# Angel-Antiquitäten vom feinsten!



## Chief Brolly (25. Februar 2020)

Im letzten Jahr habe ich den ältesten und erfahrensten Vereinskollegen besucht. Er angelte schon seit 65 Jahren und in dieser Zeit hat sich so einiges bei ihm angesammelt.

Auf einer Mitgliederversammlung habe ich den Vorschlag gemacht, mit historischem Angelgerät für alle Interessierten mal ein Nostalgie-Angeln zu veranstalten.  Darauf meldete sich dieser Kollege und sagte, das er, sollte diese Veranstaltung tatsächlich stattfinden, er einige Angler mit dem entsprechenden Gerät ausstatten könnte....

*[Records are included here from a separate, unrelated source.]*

PR #3005, opened 2022-12-13
feat(internal/database): badger v3 and memory implementations

qdm12:
## Changes

:information_source: This is only the standalone database implementation. I need the in-memory implementation for #2831 which in turn unblocks #2981 which will unblock the full replacement of chaindb. This doesn't affect the existing codebase for now.

- [x] `internal/database` shared (return) interfaces and sentinel errors
- [x] `internal/database/memory`
  - [x] implementation
  - [x] integration test
  - [x] full unit test coverage
  - [x] thread safety test
- [x] `internal/database/badger` - based on badger/v3
  - [x] implementation
  - [x] integration test
  - [x] full unit test coverage
  - [x] thread safety test
- [x] Add race tests to CI

## Tests

```sh
go test github.com/ChainSafe/gossamer/internal/database/...
```

## Issues

Related #1973 / will create an issue for replacing the database implementation

## Primary Reviewer

@timwu20

### DIFF
--- a/internal/database/badger/settings_test.go
+++ b/internal/database/badger/settings_test.go
@@ -16,13 +16,13 @@ func Test_Settings_SetDefaults(t *testing.T) {
 		originalSettings Settings
 		expectedSettings Settings
 	}{
-		"empty settings": {
+		"empty_settings": {
 			expectedSettings: Settings{
 				Path:     ptrTo(""),
 				InMemory: ptrTo(false),
 			},
 		},
-		"non-empty settings": {
+		"non-empty_settings": {
 			originalSettings: Settings{
 				Path:     ptrTo("x"),
 				InMemory: ptrTo(true),
@@ -54,7 +54,7 @@ func Test_Settings_Validate(t *testing.T) {
 		errWrapped error
 		errMessage string
 	}{
-		"path set in-memory": {
+		"path_set_in-memory": {
 			settings: Settings{
 				Path:     ptrTo("."),
 				InMemory: ptrTo(true),
@@ -64,7 +64,7 @@ func Test_Settings_Validate(t *testing.T) {
 		},
 		// Note we cannot test for a bad path since we would
 		// need os.Getcwd() to fail.
-		"valid settings": {
+		"valid_settings": {
 			settings: Settings{
 				Path:     ptrTo("."),
 				InMemory: ptrTo(false),
--- a/internal/database/memory/database_test.go
+++ b/internal/database/memory/database_test.go
@@ -28,14 +28,14 @@ func Test_Database_Get(t *testing.T) {
 		errWrapped error
 		errMessage string
 	}{
-		"database closed": {
+		"database_closed": {
 			db: &Database{
 				closed: atomicTrue(),
 			},
 			errWrapped: database.ErrClosed,
 			errMessage: "database closed",
 		},
-		"key not found": {
+		"key_not_found": {
 			db: &Database{
 				closed:    new(atomic.Bool),
 				keyValues: map[string][]byte{},
@@ -44,7 +44,7 @@ func Test_Database_Get(t *testing.T) {
 			errWrapped: database.ErrKeyNotFound,
 			errMessage: "key not found: 0x01",
 		},
-		"key found": {
+		"key_found": {
 			db: &Database{
 				closed: new(atomic.Bool),
 				keyValues: map[string][]byte{
@@ -83,7 +83,7 @@ func Test_Database_Set(t *testing.T) {
 		errMessage string
 		expectedDB *Database
 	}{
-		"database is closed": {
+		"database_is_closed": {
 			db: &Database{
 				closed: atomicTrue(),
 			},
@@ -93,7 +93,7 @@ func Test_Database_Set(t *testing.T) {
 				closed: atomicTrue(),
 			},
 		},
-		"set at new key": {
+		"set_at_new_key": {
 			db: &Database{
 				closed:    new(atomic.Bool),
 				keyValues: map[string][]byte{},
@@ -107,7 +107,7 @@ func Test_Database_Set(t *testing.T) {
 				},
 			},
 		},
-		"override value at key": {
+		"override_value_at_key": {
 			db: &Database{
 				closed: new(atomic.Bool),
 				keyValues: map[string][]byte{
@@ -168,7 +168,7 @@ func Test_Database_Delete(t *testing.T) {
 		errWrapped error
 		expectedDB *Database
 	}{
-		"database closed": {
+		"database_closed": {
 			db: &Database{
 				closed: atomicTrue(),
 			},
@@ -177,7 +177,7 @@ func Test_Database_Delete(t *testing.T) {
 				closed: atomicTrue(),
 			},
 		},
-		"key not found": {
+		"key_not_found": {
 			db: &Database{
 				closed:    new(atomic.Bool),
 				keyValues: map[string][]byte{},
@@ -188,7 +188,7 @@ func Test_Database_Delete(t *testing.T) {
 				keyValues: map[string][]byte{},
 			},
 		},
-		"key deleted": {
+		"key_deleted": {
 			db: &Database{
 				closed: new(atomic.Bool),
 				keyValues: map[string][]byte{


internal/database/badger/writebatch.go
```diff
@@ -0,0 +1,40 @@
...
+	return &writeBatch{
+		prefix:           prefix,
+		badgerWriteBatch: badgerWriteBatch,
+	}
+}
+
+// Set sets a value at the given key prefixed with the given prefix.
+func (wb *writeBatch) Set(key, value []byte) (err error) {
+	key = append(wb.prefix, key...)
+	return wb.badgerWriteBatch.Set(key, value)
```
qdm12, line 22: here we use the badger db writer batch instead of writing our own (chaindb one is faulty on top of that)

internal/database/memory/database.go
```diff
@@ -0,0 +1,96 @@
...
+
+import (
+	"fmt"
+	"sync"
+
+	"github.com/ChainSafe/gossamer/internal/database"
+)
+
+// Database is an in-memory database implementation.
+type Database struct {
```
qdm12, line 12: The point of the in-memory database implementation package is to force the internal/database code to be flexible for additional implementations.

On top of that, I would suggest us to use this one instead of the in-memory badger database, so the badger database is only on disk.

internal/database/memory/writebatch.go
```diff
@@ -0,0 +1,76 @@
...
+}
+
+// writeBatch implements an in-memory write batch and prefixes
+// all keys with a certain given prefix.
+// It is NOT thread safe, but its Flush operation is thread safe for
+// the database injected.
+type writeBatch struct {
+	prefix     string
+	database   *Database
+	operations []operation
```
qdm12, line 23: Note this fixes the current issue in the chaindb batch, where the order of operation is kept.

internal/database/badger/database.go
```diff
@@ -0,0 +1,109 @@
...
+		}
+
+		return nil
+	})
+
+	if errors.Is(err, badger.ErrKeyNotFound) {
+		return nil, fmt.Errorf("%w: 0x%x", database.ErrKeyNotFound, key)
+	}
+
+	return value, err
```
EclesioMeloJunior, line 65: Could be simplified to wrap any error that happens
```suggestion
        if err != nil {
          fmt.Errorf("getting key 0x%x: %w", key, err)
        }
	return value, err
```

internal/database/badger/database.go
```diff
@@ -0,0 +1,109 @@
...
+}
+
+// Set sets a value at the given key in the database.
+func (db *Database) Set(key, value []byte) (err error) {
+	return db.badgerDatabase.Update(func(txn *badger.Txn) error {
+		err = txn.Set(key, value)
+		return err
```
EclesioMeloJunior, line 72:
```suggestion
		return txn.Set(key, value)
```

internal/database/badger/settings.go
```diff
@@ -0,0 +1,33 @@
...
+import (
+	"fmt"
+	"path/filepath"
+)
+
+// Settings is the database settings.
+type Settings struct {
+	// Path is the database directory path to use.
+	// It defaults to the current directory if left unset.
+	Path *string
```
EclesioMeloJunior, line 15: Are there any problems with using `Path: string` with the default value being `""`?

EclesioMeloJunior (changes requested):

internal/database/badger/settings.go
qdm12: Well `""` is a valid path (current directory) and is also the default.
I use a string pointer so we can know when the field is left unset.
I need to write a blog post sometime to explain the whole reasoning behind this, but this should explain it more or less: https://github.com/qdm12/gosettings#settings-struct

> Each component has a settings struct, where the zero value of a field should be INVALID. For example, if the value 0 is allowed for a field, then it must be an *int field. On the contrary, you could have an int field if the zero value 0 is not valid. The reasoning behind this is that you want the zero Go value to be considered as 'unset field' so that the field value can be defaulted, merged with or overridden by another settings struct.

qdm12: ... never mind, `""` is not valid and crashes the badger open function, so changing this to a non-pointer string!

internal/database/badger/helpers.go
```diff
@@ -0,0 +1,16 @@
+// Copyright 2022 ChainSafe Systems (ON)
+// SPDX-License-Identifier: LGPL-3.0-only
+
+package badger
+
+func makePrefixedKey(prefix, key []byte) (prefixedKey []byte) {
```
qdm12, line 6: This function fixes a kinda critical problem that exists for tables in chaindb

kishansagathiya (commented):
Looks good overall. 

Yet to look at test files.

internal/database/memory/database.go
qdm12: It could if we add a config field for the database implementation later.
Not that useful I have to admit, but I would say it serves as a good example for another database implementation (as in it's a 'dumb' base just using Go std types).

internal/database/memory/writebatch.go
qdm12: > Are you saying that currently chaindb does not keep order of operations?

Yes 😄 

https://github.com/ChainSafe/chaindb/blob/f900218c88f853b64138c628c2761383f4180dd3/database.go#L89-L90

> Wouldn't that mess up things while executing them?

Yes 😄

internal/database/badger/settings.go
```diff
@@ -0,0 +1,39 @@
...
+	"path/filepath"
+)
+
+// Settings is the database settings.
+type Settings struct {
+	// Path is the database directory path to use.
+	// It defaults to the current directory if left unset.
+	Path string
+	// InMemory is whether to use an in-memory database.
+	InMemory *bool
```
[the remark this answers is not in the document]
qdm12: Actually the point of this is to detect when it's left unset, since `false` is not 'unset'. That way we can set defaults as we want with a method.

More details on https://github.com/qdm12/gosettings#settings-struct I have been using this for about a year, and it has been quite scalable and nice to use.

internal/database/memory/database.go
```diff
@@ -0,0 +1,99 @@
...
+
+// NewTable returns a new table using the database.
+// All keys on the table will be prefixed with the given prefix.
+func (db *Database) NewTable(prefix string) (writeBatch database.Table) {
+	db.panicOnClosed()
+	return newTable(prefix, db)
+}
+
+// Close closes the database.
+func (db *Database) Close() (err error) {
```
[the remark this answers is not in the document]
qdm12: > Is this getting used anywhere other than tests?

Both implementations are not used anywhere in this PR. The badger implementation will be used in production code and in tests in the next PR. The in memory implementation could be used in tests, but really we should test using the in-memory badger implementation. So at the end of the day, that memory implementation is really just a base to serve for another implementation (zero dependency, just Go code with what should be expected in terms of implementation)

internal/database/memory/table.go
```diff
@@ -0,0 +1,49 @@
+// Copyright 2022 ChainSafe Systems (ON)
+// SPDX-License-Identifier: LGPL-3.0-only
+
+package memory
+
+import (
```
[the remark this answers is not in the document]
qdm12: They are similar for all methods but `NewWriteBatch()`. The problem is the writeBatch implementation for both packages is quite different, so I don't think this can be abstracted away really. Unless we would use our own in-memory write batch for both database implementations, but I would rather let it flexible + use the badger write batch. Feel free to give it a stab in a draft PR if you want, but I couldn't make it work

internal/database/badger/race_test.go
```diff
@@ -0,0 +1,78 @@
...
+
+	"github.com/stretchr/testify/require"
+)
+
+func Test_Database_threadSafety(t *testing.T) {
+	// This test consists in checking for concurrent access
+	// using the -race detector.
+	t.Parallel()
+
+	var startWg, endWg sync.WaitGroup
```
kishansagathiya, line 20: I think we should be able to use just one wait group. Let me know what I might be missing.

internal/database/badger/settings.go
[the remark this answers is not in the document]
kishansagathiya: why do  we need to check if it is set or unset?

kishansagathiya (changes requested):
Considering we have two database implementations, we should have the same test testing for both the implementations.

internal/database/badger/race_test.go
qdm12: We want to wait for all goroutines (aka workers) to be ready to make sure they all operate at the same time (since starting a goroutine takes a few milliseconds) using `startWg`, and then we want to wait for all of them to exit (`endWg`)

qdm12:
> It not nice that none of these functions are not getting used in this PR. Ideally, it will be nice if we have a db interface that is getting used. Then, In the same PR we can implement a db and plug it will rest of the codebase to use it to test if things are working fine. Let me know if that can't be done at the moment.

Yeah I get your point; using this newer interface/packages is blocked by #2831 which I'm working on now. Once this is merged, I'll rebase this branch on it and make a separate PR based on this one, which we can merge into this PR. Trying to keep this PR and the future interface-replacement PR separate to the amount of deltas in each (for reviewers), but we should merge it as a single commit in development indeed 👍

internal/database/badger/settings.go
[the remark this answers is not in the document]
qdm12: To be able to set defaults if it's left unset (and it extends beyond eventually, such as merging/overriding settings structs)

internal/database/badger/database_test.go
```diff
@@ -0,0 +1,356 @@
...
+import (
+	"testing"
+
+	"github.com/ChainSafe/gossamer/internal/database"
+	"github.com/dgraph-io/badger/v3"
+	"github.com/stretchr/testify/assert"
+	"github.com/stretchr/testify/require"
+)
+
+func Test_Database(t *testing.T) {
```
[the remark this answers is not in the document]
qdm12: I really don't see the need for comments in this test.
Method names are quite explicit and it's tiny/meaningless values that any programmer can understand.
Comments would bloat more the test code without bringing more than what one can understand from just reading the code.

For example

```go
		err := db.Set([]byte{1}, []byte{2})
		require.NoError(t, err)
```

versus

```go
		// Set key []byte{1} with value []byte{2}
		err := db.Set([]byte{1}, []byte{2})
		require.NoError(t, err)
```

the comment is rather redundant/unneeded.

internal/database/badger/database.go
```diff
@@ -0,0 +1,112 @@
...
+	"github.com/dgraph-io/badger/v3"
+)
+
+// Database is database implementation using a badger/v3 database.
+type Database struct {
+	badgerDatabase *badger.DB
+}
+
+// New returns a new database based on a badger v3 database.
+func New(settings Settings) (database *Database, err error) {
```
timwu20, line 21: nit:
```suggestion
func NewDatabase(settings Settings) (database *Database, err error) {
```

internal/database/badger/database.go
```diff
@@ -0,0 +1,112 @@
...
+
+// Package badger provides a database implementation using badger v3.
+package badger
+
+import (
+	"errors"
+	"fmt"
+
+	"github.com/ChainSafe/gossamer/internal/database"
+	"github.com/dgraph-io/badger/v3"
```
timwu20, line 12: nit: it's not obvious the package name in this folder is still `badger`
```suggestion
	badger "github.com/dgraph-io/badger/v3"
```

internal/database/badger/database.go
```diff
@@ -0,0 +1,112 @@
...
+)
+
+// Database is database implementation using a badger/v3 database.
+type Database struct {
+	badgerDatabase *badger.DB
```
timwu20, line 17: nit: embed?
```suggestion
	*badger.DB
```

internal/database/badger/helpers.go
```diff
@@ -0,0 +1,33 @@
...
+
+import (
+	"errors"
+	"fmt"
+
+	"github.com/ChainSafe/gossamer/internal/database"
+	"github.com/dgraph-io/badger/v3"
+)
+
+func makePrefixedKey(prefix, key []byte) (prefixedKey []byte) {
```
timwu20, line 14:
```suggestion
func newPrefixedKey(prefix, key []byte) (prefixedKey []byte) {
```

internal/database/badger/settings.go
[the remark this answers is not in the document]
timwu20: I don't see why this is necessary.  IMO `InMemory` should default to false.

internal/database/badger/writebatch.go
```diff
@@ -0,0 +1,46 @@
+// Copyright 2022 ChainSafe Systems (ON)
+// SPDX-License-Identifier: LGPL-3.0-only
+
+package badger
+
+import "github.com/dgraph-io/badger/v3"
+
+// writeBatch uses the badger write batch and prefixes
+// all keys with a certain given prefix.
+type writeBatch struct {
```
timwu20, line 10: what uses this?

internal/database/memory/database.go
timwu20: if tests can use the badger in memory version, do we really need this in memory implementation?

internal/database/badger/settings.go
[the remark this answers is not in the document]
kishansagathiya: > To be able to set defaults if it's left unset (and it extends beyond eventually, such as merging/overriding settings structs).

I don't think I understand this completely.

>  it extends beyond eventually, such as merging/overriding settings structs

May be elaborate this part. Do we need to merge or override this setting at some point?

What I am really not able to understand is that why can't we treat false as unset. 

Say someone assigned a false value to inMemory, why do we care if it was set or it is there because it is default value?

internal/database/badger/database.go
qdm12: I think it's fine as `New` since the package is only dedicated to the badger database (and also the signature can be checked). A bit like `log.New` instead of `log.NewLogger`

internal/database/badger/database.go
qdm12: I prefer to avoid embedding if it's not needed because:

- it reduces method and field name conflicts
- it exports `DB` as a field accessible outside (big no no in that case)
- it's more cumbersome to assert against

internal/database/badger/settings.go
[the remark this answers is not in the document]
qdm12: > What I am really not able to understand is that why can't we treat false as unset.

Because `false` or `true` are set values. The user can specify `false`.
Say we want to read from two configuration sources such as flags and toml, and we want flags to take precedence.
The flag specifies `--inmemory=false` and the toml config specifies `inmemory = true`. If we consider `false` as unset, then we would end up with a final value of `true` whereas it should be `false` due to precedence.
Same applies with merging/overriding settings.

It's perhaps out of scope and not used yet, but it's good code writing imo and there is no point neglecting this.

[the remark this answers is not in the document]
kishansagathiya: > If we consider false as unset, then we would end up with a final value of true whereas it should be false due to precedence

If I want flag to take precedence, I would just take flag value and assign it to inMemory. It doesn't matter if it is set or not. So, if the flag says false, the value of inMemory will become false.

The way we deal with such setting is, 
- initialise with default settings with, say `Default()`.
- Override with say toml config (we don't need to know existing values in settings here)
- Override with say flag (we don't need existing values here as well)

I don't think we need inMemory to be pointer here.

internal/database/badger/helpers.go
qdm12: Done

internal/database/badger/database.go
qdm12: Done

internal/database/badger/writebatch.go
qdm12: The database `NewWriteBatch()` method and the database's table method `NewWriteBatch()`

internal/database/memory/database.go
qdm12: I would like to keep it as a base for another future implementation. For example `badger` uses the badger/v3 batch implementation, but some other implementations might need to implement their own batching, and it's already there in the (zero-dependency) memory implementation. I can create an issue to remove it later on once we have at least another implementation?

timwu20:
I think we should wait to merge this into `development`.  We should probably do some testing to ensure things are working as expected before merging in.  Can you create a release branch that will contain this PR and the PR that utilises this code?

internal/database/badger/settings.go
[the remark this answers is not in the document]
timwu20: I don't see why we would want to support detecting an unset value for this attribute.  I see no reason why the default value for `InMemory` should not be `false`.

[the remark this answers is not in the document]
qdm12: Read https://github.com/ChainSafe/gossamer/pull/3005#discussion_r1071986475 again. Empty value should be invalid (and for a boolean, false and true are both 'set values').

> If I want flag to take precedence, I would just take flag value and assign it to inMemory. It doesn't matter if it is set or not. So, if the flag says false, the value of inMemory will become false.

Say the flag is `--inmemory=false`, then your field is set to false. Then your next source (i.e. toml) sets `inmemory = true`. How does it know if it should override this `false` with its `true`?? You can have ugly logic for every field to do this, but it's much more modular to just use a boolean pointer and if it's nil, then just set it to the value read from the settings source.

internal/database/memory/database.go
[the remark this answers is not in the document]
qdm12: It's fully replaced in #3088 now 😉 (based on this PR)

So hat er mich zu sich eingeladen und ich habe viele Bilder gemacht, die ich auch veröffentlichen darf.  Leider ist der Kollege nur wenige Monate nach meinem letzten Besuch verstorben.
Mit diesen Bildern möchte ich Ihn ehren und sein historisches Angelgerät euch hier zeigen:

Es sind u. a. Bambus- und Pfefferrohrruten sowie gespliesste zu sehen, Achsenrollen aus Holz und Messing, teilweise aus England. Schaut euch mal die Details wie Hülsen, Ringe und die Rollenhalterungen an... Alles noch Handarbeit!


----------



## Lajos1 (25. Februar 2020)

Hallo,

ja, da gibts schon schöne Sachen.
Am 25. April ist Angel-Flohmarkt beim Zirndorfer Verein, da kann man mit Glück auch mal ein altes Schätzchen ergattern. Gerade auch viel alte Rollen hats da, zumindest in den letzten Jahren.

Petri Heil

Lajos


----------



## Chief Brolly (26. Februar 2020)

Lajos1 schrieb:


> Hallo,
> 
> ja, da gibts schon schöne Sachen.
> Am 25. April ist Angel-Flohmarkt beim Zirndorfer Verein, da kann man mit Glück auch mal ein altes Schätzchen ergattern. Gerade auch viel alte Rollen hats da, zumindest in den letzten Jahren.
> ...



Hallo Lajos, danke für die Info! Wo in Zirndorf findet der Flohmarkt denn statt und ab wann gehts los? 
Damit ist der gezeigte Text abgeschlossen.